Identify all lines of the data containing the string "works" and copy them.

* [DATA EXTRACTS]:
┄┄┄┄┄┄┄┄┄┄┄┄┄┄┄┄┄┄┄┄

Issue #7864, opened 2019-11-04
TypeVars should be allowed to be the same


twoertwein:
Two unbound TypeVars `A` and `B` can potentially be the same:

```py
from typing import Callable, Iterable, TypeVar

A = TypeVar("A")
B = TypeVar("B")

def identity(x: A) -> A:
    return x

# ok
def _map(queue: Iterable[B], function: Callable[[B], A]) -> Iterable[A]:
    return map(function, queue)

# fails
def _map2(queue: Iterable[B], function: Callable[[B], A] = identity) -> Iterable[A]:
    return map(function, queue)
```

The introduced default keyword argument leads to the following unexpected error:
`error: Incompatible default for argument "function" (default has type "Callable[[A], A]", argument has type "Callable[[B], A]")`

I'm using mypy 0.740.

ilevkivskyi:
> TypeVars should be allowed to be the same

No, they shouldn't. The default value isn't part of the function API, so calls with omitted second argument will be either unsafe or underspecified. For example, imagine you have an entry in a stub:
```python
def _map2(queue: Iterable[B], function: Callable[[B], A] = ...) -> Iterable[A]: ...
```
assuming this type, what should be the inferred type of `_map2([1, 2, 3])`? Instead you should just use a correct signature for your function:
```python
@overload
def _map2(queue: Iterable[A]) -> Iterable[A]: ...
@overload
def _map2(queue: Iterable[B], function: Callable[[B], A]) -> Iterable[A]: ...
def _map2(queue, function=identity):
    # implementation goes here
    ...
```
Surprisingly, this often comes as a source of confusion (I have seen half a dozen issues about this), so I think we should document this (probably in the section "Common issues").

twoertwein:
thank you for the clarifications!

It might be helpful if mypy/the typing module provide examples of some more 'complex' functions (map, zip, function decorators, callables which have a few typed arguments and arbitrarily many Any arguments).

tz-earl:
First time contributor here. If no one else is expanding the docs, I'd like to take a stab at it.

ethanhs:
@tz-earl Welcome, please feel free to get started on it! Let me know if you have any questions.

tz-earl:
@ethanhs Thanks a lot for the go-ahead.

Just to be sure, it seems that there is an older package **overload** that has been superceded by the package **overloading**. Is that right?

JelleZijlstra:
[...]

PR #8572, opened 2020-03-22
Fixes:  #7864 TypeVars should be allowed to be the same

tz-earl:
For the **Common Issues and Solutions** doc, added a section **TypeVars are not the same**.

I'm not entirely sure about the example I concocted to show code that does pass muster with Mypy.

### DIFF
--- a/docs/source/common_issues.rst
+++ b/docs/source/common_issues.rst
@@ -846,12 +846,8 @@ Likewise, this error will occur for constrained and bound TypeVars as well.
 
 .. code-block:: python
 
-    A = TypeVar("A", bound=int)
-    B = TypeVar("B", bound=int)
-
-or
-
-.. code-block:: python
-
-    A = TypeVar("A", int, float, complex)
-    B = TypeVar("B", int, float, complex)
+    A = TypeVar("A", int, str)
+    B = TypeVar("B", int, str)
+    # or
+    A = TypeVar("A", bound=complex)
+    B = TypeVar("B", bound=complex)
--- a/docs/source/common_issues.rst
+++ b/docs/source/common_issues.rst
@@ -777,7 +777,6 @@ This example demonstrates both safe and unsafe overrides:
 
     class A:
         def test(self, t: Sequence[int]) -> Sequence[str]:
-<<<<<<< HEAD
             ...
 
     class GeneralizedArgument(A):
@@ -851,3 +850,36 @@ Likewise, this error will occur for constrained and bound TypeVars as well.
     # or
     A = TypeVar("A", bound=complex)
     B = TypeVar("B", bound=complex)
+
+
+In some cases, the ``@overload`` decorator can be used to provide the desired type checking. Here's an example.
+
+.. code-block:: python
+
+    from typing import Callable, Iterable, TypeVar, overload, Tuple
+
+    A = TypeVar("A")
+    B = TypeVar("B")
+
+    def identity(x: A) -> A:
+        return x
+
+    def second(tup: Tuple[int, str]) -> str:
+        return tup[1]
+
+    @overload
+    def _map2(queue: Iterable[A]) -> Iterable[A]: ...
+    @overload
+    def _map2(queue: Iterable[A], function: Callable[[A], A]) -> Iterable[A]: ...
+    @overload
+    def _map2(queue: Iterable[B], function: Callable[[B], A]) -> Iterable[A]: ...
+    def _map2(queue, function=identity):
+        return map(function, queue)
+
+    list_1 = [2, 4, 6, 8]
+    list_2 = ["hello", "world"]
+    list_3 = list(enumerate(["fazzle", "baz", "rompl" ]))
+
+    mapped_1 = [n for n in _map2(list_1)]
+    mapped_2 = [s for s in _map2(list_2, identity)]
+    mapped_3 = [t for t in _map2(list_3, second)]
--- a/docs/source/common_issues.rst
+++ b/docs/source/common_issues.rst
@@ -777,6 +777,7 @@ This example demonstrates both safe and unsafe overrides:
 
     class A:
         def test(self, t: Sequence[int]) -> Sequence[str]:
+<<<<<<< HEAD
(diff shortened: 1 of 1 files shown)


docs/source/common_issues.rst
```diff
@@ -808,3 +808,78 @@ not necessary:
     class NarrowerArgument(A):
         def test(self, t: List[int]) -> Sequence[str]:  # type: ignore[override]
             ...
+
+TypeVars are not the same
+------------------------------------------------
+
+As discussed in the issue
+`TypeVars should be allowed to be the same <https://github.com/python/mypy/issues/7864>`_,
```
JukkaL: Style nit: we don't add links to mypy issues in the documentation, since the discussions in issues may be too technical for many readers (further information is likely needed by beginners). In this case it's okay to not have any link at all, or you can try to find a source which is more geared towards general developer population.

docs/source/common_issues.rst
```diff
@@ -808,3 +808,78 @@ not necessary:
...
+TypeVars are *not* equivalent even if they are identically defined.
```
JukkaL: I'd add one or two sentences about why this is the case. I'm not sure what's the best way express this, but each type variable can vary independently.

docs/source/common_issues.rst
```diff
@@ -808,3 +808,78 @@ not necessary:
...
+
+Here is an example using two TypeVars that are unconstrained and unbound:
```
JukkaL: Nit: I'd leave out "unconstrained and unbound" since most type variables are like this in my experience, and not all users are familiar with constraints and bounds, possibly causing some confusion.

docs/source/common_issues.rst
```diff
@@ -808,3 +808,78 @@ not necessary:
...
+    from typing import Callable, Iterable, TypeVar
+
+    A = TypeVar("A")
+    B = TypeVar("B")
+
+    def identity(x: A) -> A:
+        return x
+
+    # ok
+    def _map(queue: Iterable[B], function: Callable[[B], A]) -> Iterable[A]:
```
JukkaL: Nit: leave out the underscore prefixes, since they serve no function in a code example.

docs/source/common_issues.rst
```diff
@@ -808,3 +808,78 @@ not necessary:
...
+        return map(function, queue)
+
+    # fails
+    def _map2(queue: Iterable[B], function: Callable[[B], A] = identity) -> Iterable[A]:
+        return map(function, queue)
+
+
+The signature of ``_map2()`` triggers
+``error: Incompatible default for argument "function" (default has type "Callable[[A], A]",``
+``argument has type "Callable[[B], A]")``
```
JukkaL: The error message would look nicer if formatted in a code block.

docs/source/common_issues.rst
```diff
@@ -808,3 +808,78 @@ not necessary:
...
+.. code-block:: python
+
+    A = TypeVar("A", int, str)
+    B = TypeVar("B", int, str)
+    # or
+    A = TypeVar("A", bound=complex)
+    B = TypeVar("B", bound=complex)
+
+
+In some cases, the ``@overload`` decorator can be used to provide the desired type checking. Here's an example.
```
JukkaL: Style nit: write "... an example:" (with a colon)

A simpler workaround would be to cast the default value to the desired type using `cast`.

docs/source/common_issues.rst
```diff
@@ -808,3 +808,78 @@ not necessary:
...
+    def identity(x: A) -> A:
+        return x
+
+    def second(tup: Tuple[int, str]) -> str:
+        return tup[1]
+
+    @overload
+    def _map2(queue: Iterable[A]) -> Iterable[A]: ...
+    @overload
+    def _map2(queue: Iterable[A], function: Callable[[A], A]) -> Iterable[A]: ...
```
JukkaL: The second overload item doesn't seem useful, as it's just a special case of the third.

docs/source/common_issues.rst
```diff
@@ -808,3 +808,78 @@ not necessary:
     class NarrowerArgument(A):
         def test(self, t: List[int]) -> Sequence[str]:  # type: ignore[override]
             ...
+
+TypeVars are not the same
```
JukkaL: Suggestion for an alternative title: "Each type variable is distinct"

tz-earl:
@JukkaL Thank you for your careful review of this PR. I will be adopting the minor changes and addressing the more substantive ones.

Question: what's the process I should follow to make further changes to the branch for this PR? I see that there are a number of different opinions about how to do this.

JelleZijlstra:
@tz-earl you should make new local commits and push them to your remote branch. Don't force-push or rebase.

tz-earl:
@JelleZijlstra Thank you for the helpful clarification about more commits

docs/source/common_issues.rst
tz-earl: I was able to eliminate the second overload def:

`def map_2(queue: Iterable[A], function: Callable[[A], A]) -> Iterable[A]: ...`

by using a cast like so:

`map_2(list_2, cast(Callable[[B], A], identity))`

Is this what you meant?

If so, I would prefer the original approach of keeping the extra overload def so that the actual call is easier to read and to understand.

97littleleaf11:
Hi! Could you please fix the conflicts?

docs/source/common_issues.rst
mixed-source: Hi, I'm not sure whether it is valid to say like this. 
`TypeVar' is not one of the types such as `int`, `str`. Hence each type variable is unique even though they have identical signatures since it is not meant to be compared with each other.

docs/source/common_issues.rst
mixed-source: Hi, I'm not sure whether this is the workaround that @JukkaL suggested. 
```
def map2(queue: Iterable[B], function: Callable[[B], A] = cast(Callable[[B], A], identity)) -> Iterable[A]: ...
```

PR #8573, opened 2020-03-22
Added example in the doc for TypeVar in using generic classes

### LINKED ISSUE #8523: Error when preserving generic type behaviour in subclasses (when not supported at runtime)
This is a bug report.
* mypy = 0.770
* python = 3.8.2
* I did not try running mypy from git master
----
The docs for "Using classes that are generic in stubs but not at runtime" ([here](https://mypy.readthedocs.io/en/stable/common_issues.html#using-classes-that-are-generic-in-stubs-but-not-at-runtime)) clearly indicate how to subclass classes that are defined to be generic in their stubs but don't actually support generics in their runtime code.

The shown method (conditionally defining a typed subclass) works great when you want to lock the type down in your subclass. However, **if you want to maintain the subclass as a generic it does not work** (mypy reports an error).

Here is failing case (with `mypy --strict`), where the only variation from the canonical [example](https://mypy.readthedocs.io/en/stable/common_issues.html#using-classes-that-are-generic-in-stubs-but-not-at-runtime) is using a generic `TypeVar` instead of a `str` as the type for the Queue:

```python
from queue import Queue
from typing import TYPE_CHECKING, TypeVar

_T = TypeVar("_T")
if TYPE_CHECKING:
    MyQueueBase = Queue[_T]  # change _T to str here and it works perfectly (per the docs)
else:
    MyQueueBase = Queue
class MyQueue(MyQueueBase): pass  # mypy error is on this line (9)
```

mypy reports an error as follows (when the base is `Queue[_T]`):

```
$ python --version
Python 3.8.2
$ mypy --version
mypy 0.770
$ mypy --strict ./generic_subclass_example.py 
generic_subclass_example.py:9: error: Missing type parameters for generic type "MyQueueBase"
```

Note that without `--strict` there is no error (not sure which of the flags causes it).

ashutosh1919:
Fixes #8523 . 
@JukkaL and @ethanhs, Please review this PR.

### DIFF
--- a/docs/source/common_issues.rst
+++ b/docs/source/common_issues.rst
@@ -595,9 +595,12 @@ string literal types or :py:data:`~typing.TYPE_CHECKING`:
 
    results: 'Queue[int]' = Queue()  # OK
 
-But while using :py:data:`~typing.TypeVar`, observe here that it requires parameters
-while using it as a type. And if we implement it in above way it will give error as
-shown in below example.
+If you use a type variable in the type alias that is used as a base class and
+implement it in above way, it will give error. Note that type arguments are only
+required when using `--disallow-any-generics` (or `--strict`). However, this will
+still be a problem even if these options aren't enabled, since we want to make the
+subclass generic (otherwise it would be pretty pointless to use a type variable),
+and this would result in a runtime error without the suggested trick.
 
 .. code-block:: python
 
@@ -612,6 +615,7 @@ shown in below example.
 
    class MyQueue(MyQueueBase): pass  # error: Missing type parameters for generic type
 
+Note here that this error only comes when some configuration options are enabled.
 To avoid this problem, we need to create another class in the hierarchy which makes
 use of :py:data:`~typing.Generic` when :py:data:`~typing.TYPE_CHECKING` is disabled
 and behaves normally when :py:data:`~typing.TYPE_CHECKING` is enabled.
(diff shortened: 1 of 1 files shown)


docs/source/common_issues.rst
```diff
@@ -595,6 +595,40 @@ string literal types or :py:data:`~typing.TYPE_CHECKING`:
...
+   from queue import Queue
+   from typing import TYPE_CHECKING, TypeVar
+
+   _T = TypeVar("_T")
+   if TYPE_CHECKING:
+       MyQueueBase = Queue[_T]
+   else:
+       MyQueueBase = Queue
+
+   class MyQueue(MyQueueBase): pass  # error: Missing type parameters for generic type
```
JukkaL: As mentioned above, the error only comes when some configuration options are enabled.

docs/source/common_issues.rst
```diff
@@ -595,6 +595,40 @@ string literal types or :py:data:`~typing.TYPE_CHECKING`:
 
    results: 'Queue[int]' = Queue()  # OK
 
+But while using :py:data:`~typing.TypeVar`, observe here that it requires parameters
+while using it as a type. And if we implement it in above way it will give error as
```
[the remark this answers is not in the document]
ashutosh1919: done

docs/source/common_issues.rst
ashutosh1919: done

ashutosh1919: done

docs/source/common_issues.rst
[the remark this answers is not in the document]
ashutosh1919: done

sbdchd:
Any update on this? Took me some spelunking to find it

hauntsaninja:
Subsumed by https://github.com/python/mypy/pull/9763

┄┄┄┄┄┄┄┄┄┄┄┄┄┄┄┄┄┄┄┄

* [WORKED SOLUTION]:
The shown method (conditionally defining a typed subclass) works great when you want to lock the type down in your subclass. However, **if you want to maintain the subclass as a generic it does not work** (mypy reports an error).
    MyQueueBase = Queue[_T]  # change _T to str here and it works perfectly (per the docs)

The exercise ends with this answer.